Whereas the Max Jacob-inspired Kaspar has abandoned much of the bawdiness of 17th century street performance, Punch embraces it. The traditional Kasper and modern Punch use a slapstick to beat the crocodile, police, and even the Devil. "Slapstick" originates from the Commedia Dell'arte baton made of wooden slats fastened together like a castanet. On impact, the slapstick makes a loud slapping sound. The term has become synonymous with physical comedy.

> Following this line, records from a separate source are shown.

PR #820, opened 2021-05-31
env variables are strings, fix conditions

kwypchlo:
all env variables are strings and we need to compare them accordingly - fixing issue where setting `ACCOUNTS_ENABLED=0` did not result in accounts being disabled

### DIFF
--- a/packages/health-check/src/checks/critical.js
+++ b/packages/health-check/src/checks/critical.js
@@ -108,7 +108,7 @@ async function genericAccessCheck(name, url, done) {
 
 const checks = [uploadCheck, websiteCheck, downloadCheck, skylinkSubdomainCheck, handshakeSubdomainCheck];
 
-if (process.env.ACCOUNTS_ENABLED) {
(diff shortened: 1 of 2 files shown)


ro-tex (approved):

packages/health-check/src/checks/critical.js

Punch is aggravated by his whining child, nagging wife (Judy), and ineffective bureaucracy. This eventually leads to Punch hitting other characters with his slapstick, but it is a very ritualized form of violence. Traditional shows ended with Punch defeating the ultimate evil and proclaiming "Huzzah, Huzzah, I've killed the Devil!" In modern endings, Punch is punished by being swallowed by the crocodile, scared into repentance by a ghost, or arrested by the police.

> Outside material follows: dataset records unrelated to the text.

PR #830, opened 2021-06-04
/skynet/pin/<skylink> endpoint

kwypchlo:
- added /skynet/pin/<skylink> endpoint
- cleaned up config by moving some parts to include files


peterjan (approved):
LGTM 👍

ChrisSchinnerl (dismissed):

PR #878, opened 2021-06-15
fix portal size check reporting zero files

kwypchlo:
Adding "Lost File" into siac broke our health check since we were looking for a line that contained "Files" and it detected two lines:
```
  Files:                608388
  Lost Files:              0
```

I replaced the line matcher with one that specifically checks for the line that starts with "Files:".

### DIFF
--- a/setup-scripts/health-checker.py
+++ b/setup-scripts/health-checker.py
@@ -350,9 +350,9 @@ async def check_portal_size():
     # Initialize variables
     num_files = 0
     max_files = 1500000  # 1.5 mln
-    files_text = "Files"
+    files_text = "Files:"
     for line in siac_renter_output.split("\n"):
-        if contains_string(line, files_text):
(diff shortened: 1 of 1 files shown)


setup-scripts/health-checker.py
```diff
@@ -350,9 +350,9 @@ async def check_portal_size():
     # Initialize variables
     num_files = 0
     max_files = 1500000  # 1.5 mln
-    files_text = "Files"
+    files_text = "Files:"
     for line in siac_renter_output.split("\n"):
-        if contains_string(line, files_text):
+        if line.strip().startswith(files_text):
```
ro-tex, line 355: Can we take it a step further and match with a regex that checks specifically for `^Files:\w+\d+$`?

ro-tex (approved):

ChrisSchinnerl (approved):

Punch performances also differ from Kasper by use of a "swazzle." The swazzle is used to give Punch a high pitched, squeaky sound. Punch performances are usually put on by "professors". In some cases, Punch may be unintelligible, and the "professor" must act as an interpreter.

During the 19th Century, Punch performances could be easily found on the streets of England. Today, they are much less common. As a continuing English tradition, Punch performances are more likely to be found on the beach during holidays.

Forms of Pulcinella can be found throughout Europe and even Turkey. The characters have different names in various countries. In France, he is known as Polichinelle (Guignol, a figure developed in the 19th century around Lyon, shares many features with Polichinelle but cannot be said to derive directly from Polichinelle). In the Netherlands, he is Jan Klaassen, a character whose personality varies greatly from region to region—sometimes sweet, sometimes a trickster. Turkey's Karagoz and the Greek Karaghiozis descend from a common Ottoman shadow puppet tradition; the origin of these traditions and the relationship, if any, to the Pulchinella "family" is unknown. Likewise, the Javanese shadow puppet figure of Petruk, shares characteristics with these European figures—some Javanese identify Petruk as a European—and it is tempting but impossible to confirm a historical relationship.

Stravinsky made the Russian Petrushka famous with his ballet of the same name. This story involves three puppets (Petrushka, the Ballerina, and the Moor) that come to life. Eventually, Petrushka is murdered by the Moor out of jealousy for the Ballerina. In the final scene, it's discovered that Petrushka was just stuffed with hay all along.